In the embodiment of the present application, the liquid cooling system also includes a plurality of liquid cooling cabinets 101. Each liquid inlet branch pipe of the liquid collector 110 is connected to the liquid outlet of each liquid cooling cabinet 101. The liquid outlet branch pipe of the liquid collector 110 passes through The liquid outlet pipe is connected to the liquid inlet end of the dry cooler 103, or the liquid outlet branch pipe of the liquid collector 110 is connected to the liquid inlet end of the hot side of the heat exchanger 104 through the liquid inlet pipe. In this way, the liquid cooling system is equipped with a liquid collector to play the role of buffering, steady flow, and mixing.

In some embodiments, continuing to refer to FIG. 6 , the liquid cooling system 100 further includes: a liquid distributor 111 , which is disposed between the liquid inlet of the liquid cooling cabinet 101 and the liquid outlet of the dry cooler 103 , or a liquid distributor 111 . The liquid container 111 is disposed between the liquid inlet of the liquid cooling cabinet 101 and the liquid outlet end of the hot side of the heat exchanger 104 .
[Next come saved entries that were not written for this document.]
PR #1303, opened 2023-11-01
Format function declarations and expressions.

munificent:
This covers:

- Top-level function declarations
- Local function declaration statements
- Anonymous function expressions

It handles all three kinds of bodies: `;`, `{ ... }`, and `=> ... ;`.

Most of the implementation work for functions is in:

- Their parameter lists, which is most already handled by the existing support (and tests) for function type annotations.
- Their `{ ... }` bodies, which are just block statements and are already implemented and tested.
- Their `=> ...` bodies, which are formatted like assignments so need little additional implementation.

This PR mostly just stitches that together, adds tests, and covers some of the bits that can't appear in those existing constructs:

- The `external` modifier on function declarations.
- Function names.
- Default values.
- The `var` and `final` modifiers on parameters.

This PR does not do getters and setters. That will come later.

### DIFF
--- a/test/function/default_value.unit
+++ b/test/function/default_value.unit
@@ -1,0 +1,48 @@
+40 columns                              |
+>>> Named parameter.
+f(  {  optional  =  null  }  ) {}
+<<<
+f({optional = null}) {}
+>>> Named parameter with old separator.
+### This syntax is no longer supported by new versions of Dart, but we want to
+### support formatting older versions if possible.
+f(  {  optional  :  1  +  2  }  ) {}
+<<<
+f({optional: 1 + 2}) {}
+>>> Optional positional parameter.
+f(  [  optional  =  1  +  2  ]  ) {}
+<<<
+f([optional = 1 + 2]) {}
+>>> Split on positional default.
+doStuff([parameter = veryLongDefaultValueThatSplits, another =
+veryLongDefaultValue, third = alsoQuiteLongDefaultValue]) {}
+<<<
+doStuff([
+  parameter =
+      veryLongDefaultValueThatSplits,
+  another = veryLongDefaultValue,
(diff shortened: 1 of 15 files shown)


test/function/expression_body.unit
```diff
@@ -0,0 +1,71 @@
...
+myFunction() => argument + anotherArgument;
+<<<
+myFunction() =>
+    argument + anotherArgument;
+>>> Split inside expression forces split at `=>`.
+veryLongFunction() => argument + anotherArgument + aThirdArgument;
+<<<
+veryLongFunction() =>
+    argument +
+        anotherArgument +
```
kallentu, line 29: It's a little odd how these don't line up properly.

test/function/default_value.unit
```diff
@@ -0,0 +1,48 @@
...
+doStuff({
+  parameter =
+      veryLongDefaultValueThatSplits,
+  another = veryLongDefaultValue,
+  third = alsoAQuiteLongDefaultValue,
+}) {}
+>>> Prefer block-like splitting for collection default values.
+function([param = [element, element, element, element]]) { body; }
+<<<
+function([
```
kallentu, line 39: 🤌 lovely

kallentu (approved):

test/function/expression_body.unit
munificent: Yeah, that's a fair observation. The old style [handles that case explicitly](https://github.com/dart-lang/dart_style/blob/main/lib/src/source_visitor.dart#L344-L352), at least for the RHS of expression-bodied functions. I'm up for doing that in the new style too. Added a TODO to AssignPiece (which uniformly handles `=>`, `=`, and `:` in the new style).

natebosch (approved):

In the embodiment of the present application, the liquid cooling system also includes a plurality of liquid cooling cabinets 101. Each liquid outlet branch of the liquid distributor 111 is connected to the liquid inlet of each liquid cooling cabinet 101. The liquid inlet branch of the liquid distributor 111 The pipe is connected to the liquid outlet end of the dry cooler 103 through the liquid inlet pipe, or the liquid inlet branch pipe of the liquid distributor 111 is connected to the liquid outlet end of the hot side of the heat exchanger 104 through the liquid inlet pipe.

In other embodiments of the present application, the liquid pump 108 is disposed between the liquid inlet of the liquid cooling cabinet 101 and the liquid outlet of the dry cooler 103, and the liquid distributor 111 is disposed between the liquid inlet of the liquid cooling cabinet 101 and the liquid pump 108. Between the liquid outlets; in this way, the liquid cooling system is equipped with a liquid distributor to buffer, stabilize the flow, mix and evenly distribute the fluid, thereby ensuring the stability of the flow in the system and ensuring the safety of each component of the system.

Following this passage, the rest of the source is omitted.